EXERCISE DESCRIPTION: Your job is to copy every record exactly.

AVAILABLE DATA:
PR #1137, opened 2026-07-20
Fix PPL autocomplete for source, indices, pipe, and field values

### LINKED ISSUE #872: PPL Auto-complete issues
**What happened**:
PPL auto-complete doesn't work as expected. When typing so as the first character, source is not listed. When source is typed, indices do not show up in the list, instead fields are shown. When a field name is selected in. a where clause, values don't show up. Recommendations for PPL commands are not placement appropriate.

Auto-complete experience as present in OpenSearch Discover

1. Go to Explore, select an OpenSearch datasource.
2. Select PPL as query type
3. Type s in the query editor, source doesn't show up. Type source=sample_app_logs, pipe symbol won't be prompted. Type in a where clause with a field name, field values aren't prompted.

**Screenshots**

Image

Image

Image

 Expected:

Image

Image

Image

Image

**Environment**:

- Grafana version: 10.4.1
- Plugin version: 2.31.1
- OS Grafana is installed on: Amazon Managed Grafana
- User OS & Browser: MacOS, Chrome
- Others:

iwysiu:
## Summary
- Fixes [#872](https://github.com/grafana/opensearch-datasource/issues/872) by aligning PPL autocomplete with Discover-style editing: suggest `source`/`index` at query start, indices after `source =`/`index =`, `|` after a completed source clause, and field values after comparisons in `where`/`search`.
- Wires existing `getIndices()` / `getTerms()` into `PPLCompletionItemProvider` and adds statement positions (`StartOfQuery`, `AfterFromClause`, `AfterFromClauseComplete`, `AfterComparisonOperator`).
- Lefthook: drop eslint `--ignore-path` (unsupported with flat config). No hardcoded `node_modules/.bin` paths — after `yarn install`, `yarn prettier` / `yarn cspell` resolve correctly from the lockfile.

## Test plan
- [ ] `yarn install` (if local node_modules is stale after the Yarn 4 upgrade)
- [ ] Unit: `./node_modules/.bin/jest --watchAll=false src/language/ppl/completion/statementPosition.test.ts src/language/ppl/completion/PPLCompletionItemProvider.test.ts`
- [ ] Explore → OpenSearch → PPL: empty editor suggests `source` when typing `s`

RESPONSE:
PR #1137, opened 2026-07-20
Fix PPL autocomplete for source, indices, pipe, and field values

### LINKED ISSUE #872: PPL Auto-complete issues
**What happened**:
PPL auto-complete doesn't work as expected. When typing so as the first character, source is not listed. When source is typed, indices do not show up in the list, instead fields are shown. When a field name is selected in. a where clause, values don't show up. Recommendations for PPL commands are not placement appropriate.

Auto-complete experience as present in OpenSearch Discover

1. Go to Explore, select an OpenSearch datasource.
2. Select PPL as query type
3. Type s in the query editor, source doesn't show up. Type source=sample_app_logs, pipe symbol won't be prompted. Type in a where clause with a field name, field values aren't prompted.

**Screenshots**

Image

Image

Image

 Expected:

Image

Image

Image

Image

**Environment**:

- Grafana version: 10.4.1
- Plugin version: 2.31.1
- OS Grafana is installed on: Amazon Managed Grafana
- User OS & Browser: MacOS, Chrome
- Others:

iwysiu:
## Summary
- Fixes [#872](https://github.com/grafana/opensearch-datasource/issues/872) by aligning PPL autocomplete with Discover-style editing: suggest `source`/`index` at query start, indices after `source =`/`index =`, `|` after a completed source clause, and field values after comparisons in `where`/`search`.
- Wires existing `getIndices()` / `getTerms()` into `PPLCompletionItemProvider` and adds statement positions (`StartOfQuery`, `AfterFromClause`, `AfterFromClauseComplete`, `AfterComparisonOperator`).
- Lefthook: drop eslint `--ignore-path` (unsupported with flat config). No hardcoded `node_modules/.bin` paths — after `yarn install`, `yarn prettier` / `yarn cspell` resolve correctly from the lockfile.

## Test plan
- [ ] `yarn install` (if local node_modules is stale after the Yarn 4 upgrade)
- [ ] Unit: `./node_modules/.bin/jest --watchAll=false src/language/ppl/completion/statementPosition.test.ts src/language/ppl/completion/PPLCompletionItemProvider.test.ts`
- [ ] Explore → OpenSearch → PPL: empty editor suggests `source` when typing `s`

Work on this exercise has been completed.